Dataset excerpts>
****

PR #1257, opened 2022-02-08
ASCReader bugfix

### LINKED ISSUE #1256: Error when replaying ASC file
I get the following error when I replay an ASC file:

```
09:07:47  self = <can.io.asc.ASCReader object at 0x0000020898E659D0>
09:07:47  
09:07:47      def __iter__(self) -> Generator[Message, None, None]:
09:07:47          self._extract_header()
09:07:47      
09:07:47          for line in self.file:
09:07:47              line = line.strip()
09:07:47      
09:07:47              if not re.match(
09:07:47                  r"\d+\.\d+\s+(\d+\s+(\w+\s+(Tx|Rx)|ErrorFrame)|CANFD)",
09:07:47                  line,
09:07:47                  re.ASCII | re.IGNORECASE,
09:07:47              ):
09:07:47                  # line might be a comment, chip status,
09:07:47                  # J1939 message or some other unsupported event
09:07:47                  continue
09:07:47      
09:07:47              msg_kwargs: Dict[str, Union[float, bool, int]] = {}
09:07:47              try:
09:07:47                  _timestamp, channel, rest_of_message = line.split(None, 2)
09:07:47  >               timestamp = float(_timestamp) + self.start_time
09:07:47  E               AttributeError: 'ASCReader' object has no attribute 'start_time'
```

the error occurs [here](https://github.com/hardbyte/python-can/blob/develop/can/io/asc.py#L225)

This is the input file
[CAN.txt](https://github.com/hardbyte/python-can/files/8021586/CAN.txt)

_Originally posted by @danielhrisca in https://github.com/hardbyte/python-can/issues/1250#issuecomment-1032280811_

zariiii9003:
ASCReader.start_time was never set, when no trigger block was present.
Closes #1256

### DIFF
--- a/can/io/asc.py
+++ b/can/io/asc.py
@@ -34,8 +34,6 @@ class ASCReader(MessageReader):
 
     file: TextIO
 
-    FORMAT_START_OF_FILE_DATE = "%a %b %d %I:%M:%S.%f %p %Y"
-
     def __init__(
         self,
         file: Union[StringPathLike, TextIO],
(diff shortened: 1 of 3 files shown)


zariiii9003:
> Oh wow, this is surprisingly large. Looks good to me!

Yeah, i tested a few more files and noticed that the date conversion failed almost every time. To be honest i don't like the ASCReader implementation that much. [This C++ ASC implementation](https://bitbucket.org/tobylorenz/vector_asc/src/master/src/Vector/ASC/File.cpp) seems much more elegant. We still have some room for improvement.

PR #1260, opened 2022-02-18
Release/4.0.0

hardbyte:
Merges `master` into `develop` (accepting develop for all conflicts). 

Might take the opportunities to get with the times and rename `master` -> `main` in github too.


hardbyte:
I don't think there is any point of requesting a review on a 30k diff!

PR #1270, opened 2022-03-02
Improve gs_usb usability and fix loopback frames

chemicstry:
This improves the `gs_usb` interface by adding ability to specify device index instead of USB bus/address. The previous method was really inconvenient, because bus/address changes with each USB enumeration. This required libusb dependency in end applications to scan for adapters.

Additionaly, this fixes `is_extended_id` and loopback (echo) frames, by correctly marking `is_rx` flag.

### DIFF
--- a/can/interfaces/gs_usb.py
+++ b/can/interfaces/gs_usb.py
@@ -1,7 +1,7 @@
 from typing import Optional, Tuple
 
 from gs_usb.gs_usb import GsUsb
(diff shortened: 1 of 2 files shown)


chemicstry:
Anything preventing this from being merged?

zariiii9003:
> Anything preventing this from being merged?

Just a lack of active maintainers...

zariiii9003 (approved):
Looks good to me.

PR #1271, opened 2022-03-02
[IO][canutils]: use common CAN interface names in generated logfile

hartkopp:
CAN interfaces in canutils logfiles are usually named 'can0', 'can32' or
'vcan8'. This allows to split logfiles just by performing 'grep' or to
rename CAN interfaces easily with 'sed'.

The current implementation of the canutils log file writer just provides
channel numbers for CAN interfaces. This patch adds the string 'can' to
the channel number to make it look like a usual canutils logfiles that can
be preprocessed as described above.

Signed-off-by: Oliver Hartkopp <socketcan@hartkopp.net>

### DIFF
--- a/can/io/canutils.py
+++ b/can/io/canutils.py
@@ -160,6 +160,8 @@ class CanutilsLogWriter(FileIOMessageWriter):
             timestamp = msg.timestamp
 
         channel = msg.channel if msg.channel is not None else self.channel
+        if isinstance(channel, int) or isinstance(channel, str) and channel.isdigit():
+            channel = f"can{channel}"
 
         framestr = "(%f) %s" % (timestamp, channel)
 


can/io/canutils.py
```diff
@@ -161,7 +161,7 @@ def on_message_received(self, msg):
 
         channel = msg.channel if msg.channel is not None else self.channel
 
-        framestr = "(%f) %s" % (timestamp, channel)
+        framestr = "(%f) can%s" % (timestamp, channel)
```
zariiii9003, line 164: msg.channel might can be a string like `"can0"`. You'd get `"cancan0"` here.

hartkopp: Good point!
Unfortunately I'm not really familiar with Python, but would it make sense to add some `isdigit()` vodoo to catch the case that we are only dealing with numbers and add `"can"` only in these cases?

zariiii9003: you could use
```python3
if isinstance(channel, int):
    ...
```

hartkopp: Hi @zariiii9003 ,
I looked at the docs and also at some code - but I don't have Python knowledge that goes beyond my original patch :-/
Would you mind to provide a patch/PR that adds `"can"` before the `channel` only when channel is a simple number?
Thanks!

hardbyte: Done

hartkopp: Big thanks!

zariiii9003 (approved):

PR #1278, opened 2022-03-09
Fix timestamp handling in udp_multicast on macOS

### LINKED ISSUE #1275: Error with Multicast IP Interface
Hello everyone, I'm fairly new to the python-can environment and I'm trying to get the basic example for the Multicast IP Interface. 
I've installed the python-can module using pip, I've copied the example for this specific CAN connection from the documentation ([https://python-can.readthedocs.io/en/develop/interfaces/udp_multicast.html#bus-class-documentation](https://python-can.readthedocs.io/en/develop/interfaces/udp_multicast.html#bus-class-documentation)), but I seem to get an error that has to do with the bus.py file in the interface installation folder. 

The error I'm getting is the following:

```
  File "/Library/Frameworks/Python.framework/Versions/3.10/lib/python3.10/site-packages/can/interfaces/udp_multicast/bus.py", line 241, in _create_socket    sock.setsockopt(socket.SOL_SOCKET, SO_TIMESTAMPNS, 1)
OSError: [Errno 42] Protocol not available
```

This feels really weird since the same function is called just a few lines prior in the bus.py file, but it does not raise an error.

I'm on MacOS using python3.10 and python-can version 4.0.0

Is there something I'm doing wrong? Any help would be really appreciated.

felixdivo:
Fix #1275.


felixdivo:
@Gudoghe Can you check the fix? 🤔 

You should be able to install it with `pip install git https://github.com/hardbyte/python-can.git@felixdivo-fix-1275`?

felixdivo:
You should now also be able to run the tests, e.g. with:

```sh
pip install tox
tox -e py
```

Could you post the results for the test suite parts `BasicTestUdpMulticastBusIPv4` and `BasicTestUdpMulticastBusIPv6`? They should now run on your system (and not be skipped any more).

Gudoghe:
@felixdivo The command to install the fix seems to return an error 404, maybe there's some problem with the url?

felixdivo:
Ah, jup, there's a missing `+`, sorry. This works for me: `pip install git+https://github.com/hardbyte/python-can.git@felixdivo-fix-1275`.

Gudoghe:
The patch and tox were installed successfully but the `tox -e py` command gives me the following error:
`ERROR: tox config file (either pyproject.toml, tox.ini, setup.cfg) not found`

Sorry I'm quite new to this tool and environment.

felixdivo:
Strange ... [there should be one](https://github.com/hardbyte/python-can/blob/develop/tox.ini#L22). Are you sure that you are running it from the repository root? `pwd` (on Unix) should give you something ending in `/python-can`.

Alternatively, you can also try `tox -e gh` one it works.

Gudoghe:
Alright I managed to clone the patched repo and install python can from there. I then ran the tests on the cloned repository and all the tests regarding `BasicTestUdpMulticastBusIPv4` and `BasicTestUdpMulticastBusIPv6` failed, I'm attaching a screenshot. 

Moreover I tried to run again the example from the Multicast page and the error i get back changed to the following:

> Traceback (most recent call last):
>   File "/Library/Frameworks/Python.framework/Versions/3.10/lib/python3.10/site-packages/can/interfaces/udp_multicast/bus.py", line 264, in _create_socket
>     sock.bind(("", self.port))
> OSError: [Errno 48] Address already in use


Schermata 2022-03-11 alle 16 09 12

felixdivo:
Uhm, that's strange. Can you find out what is using that address, or use another one (suitable for multicast, like [the default one](https://python-can.readthedocs.io/en/master/interfaces/udp_multicast.html#can.interfaces.udp_multicast.UdpMulticastBus.DEFAULT_GROUP_IPv6))? I can't really debug it from here 🙃. But at least the exception from last time is avoided. I suppose the tests fail due to similar problems?

Gudoghe:
I've tried looking at all processes running with the command `ps -fA` but nothing seems to be taking up that port. 
I've tried changing the port to be assigned in the range of 43001-43187, as to my understanding this seems to be the proper range ([https://www.speedguide.net/port.php?port=43113](url)), but I now run into a new error:

>  Traceback (most recent call last):
>   File "/Library/Frameworks/Python.framework/Versions/3.10/lib/python3.10/site-packages/can/interfaces/udp_multicast/bus.py", line 273, in _create_socket
>     sock.setsockopt(socket.IPPROTO_IPV6, socket.IPV6_JOIN_GROUP, request)
> OSError: [Errno 49] Can't assign requested address

I'm really at a blank for a solution. If you had any suggestions on what to try next that'd be greatly appreciated.
Thank you again for all the support!

felixdivo:
You're welcome. :smiley:  I am currently retreating from this repo but since it wrote that interface I figured that I should have a look at this.

Hm ... Are you sure that multicast works elsewhere? I cold not find a simple test command, but I did find [this article](https://blog.znsio.com/2009/11/08/enabling-multicast-on-your-macos-unix/). It's from 2009, but looks relevant.

felixdivo:
I'm a bit confused: In the exception above you use IPv6 (and it fails) and now you checked IPv4 multicast (and it works). Maybe, you can try IPv4 multicast by using something like [`DEFAULT_GROUP_IPv4`](https://python-can.readthedocs.io/en/master/interfaces/udp_multicast.html#can.interfaces.udp_multicast.UdpMulticastBus.DEFAULT_GROUP_IPv4)? Maybe macOS only has problems with IPv6 multicast?

felixdivo:
Okay, so this became kinda stale. I suggest merging at lest these changes, since they at least resolve some problems. If more occur, we can still keep discussing them and add more patches.

Side note: @zariiii9003 I wrote about reducing my contributions and why I do that [on the mailing list](https://groups.google.com/g/python-can/c/Dio_wKBzbas/m/sw2S-2MgAQAJ) 🙂

can/interfaces/udp_multicast/bus.py
```diff
@@ -200,8 +207,13 @@ def __init__(
 
         # used in recv()
         self.received_timestamp_struct = "@ll"
-        ancillary_data_size = struct.calcsize(self.received_timestamp_struct)
-        self.received_ancillary_buffer_size = socket.CMSG_SPACE(ancillary_data_size)
+        self.received_timestamp_struct_size = struct.calcsize(
+            self.received_timestamp_struct
+        )
+        if self.timestamp_nanosecond:
```
zariiii9003, line 213: `self.timestamp_nanosecond` should be declared in `__init__`

can/interfaces/udp_multicast/bus.py
```diff
@@ -320,21 +340,37 @@ def recv(
                 self.max_buffer, self.received_ancillary_buffer_size
```
zariiii9003, line 340: The attribute `self.received_ancillary_buffer_size` does not exist if `self.timestamp_nanosecond == False`

can/interfaces/udp_multicast/bus.py
```diff
@@ -320,21 +340,37 @@ def recv(
...
-            seconds, nanoseconds = struct.unpack(
-                self.received_timestamp_struct, cmsg_data
-            )
-            if nanoseconds >= 1e9:
-                raise can.CanError(
-                    f"Timestamp nanoseconds field was out of range: {nanoseconds} not less than 1e9"
+            # fetch timestamp; this is configured in _create_socket()
+            if self.timestamp_nanosecond:
+                # Very similar to timestamp handling in can/interfaces/socketcan/socketcan.py -> capture_message()
+                assert len(ancillary_data) == 1, "only requested a single extra field"
```
zariiii9003, line 346: assert statements are ignored if python is run with the [-o option](https://docs.python.org/3/using/cmdline.html#cmdoption-O)

can/interfaces/udp_multicast/bus.py
```diff
@@ -320,21 +340,37 @@ def recv(
...
+                cmsg_level, cmsg_type, cmsg_data = ancillary_data[0]
+                assert (
```
zariiii9003, line 348: same as above

zariiii9003 (changes requested):

can/interfaces/udp_multicast/bus.py
felixdivo: Good catch

can/interfaces/udp_multicast/bus.py
felixdivo: Discussed above.

can/interfaces/udp_multicast/bus.py
felixdivo: Okay, you are right. But that's how it is done in *socketcan* (and in a single line in `can/io/blf.py`) too. Shall I change those too?

zariiii9003: No, at least not in this PR. But generally production code should not contain assert statements.

felixdivo: Jup, you're right. Maybe a linter could check that.

felixdivo:
[Black has a problem](https://github.com/hardbyte/python-can/runs/6085042693?check_suite_focus=true#step:5:14). We should just update (https://github.com/psf/black/issues/2964). I added a commit for that to this PR.

zariiii9003:
@felixdivo Do you know why the UdpMulticast tests are failing randomly?

felixdivo:
Nope ... the type of error also confuses me.

hardbyte (approved):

****

Activity> Search the entries for "also" and copy each matching line.

Task answer>
I looked at the docs and also at some code - but I don't have Python knowledge that goes beyond my original patch :-/
You should now also be able to run the tests, e.g. with:
Alternatively, you can also try `tox -e gh` one it works.
Nope ... the type of error also confuses me.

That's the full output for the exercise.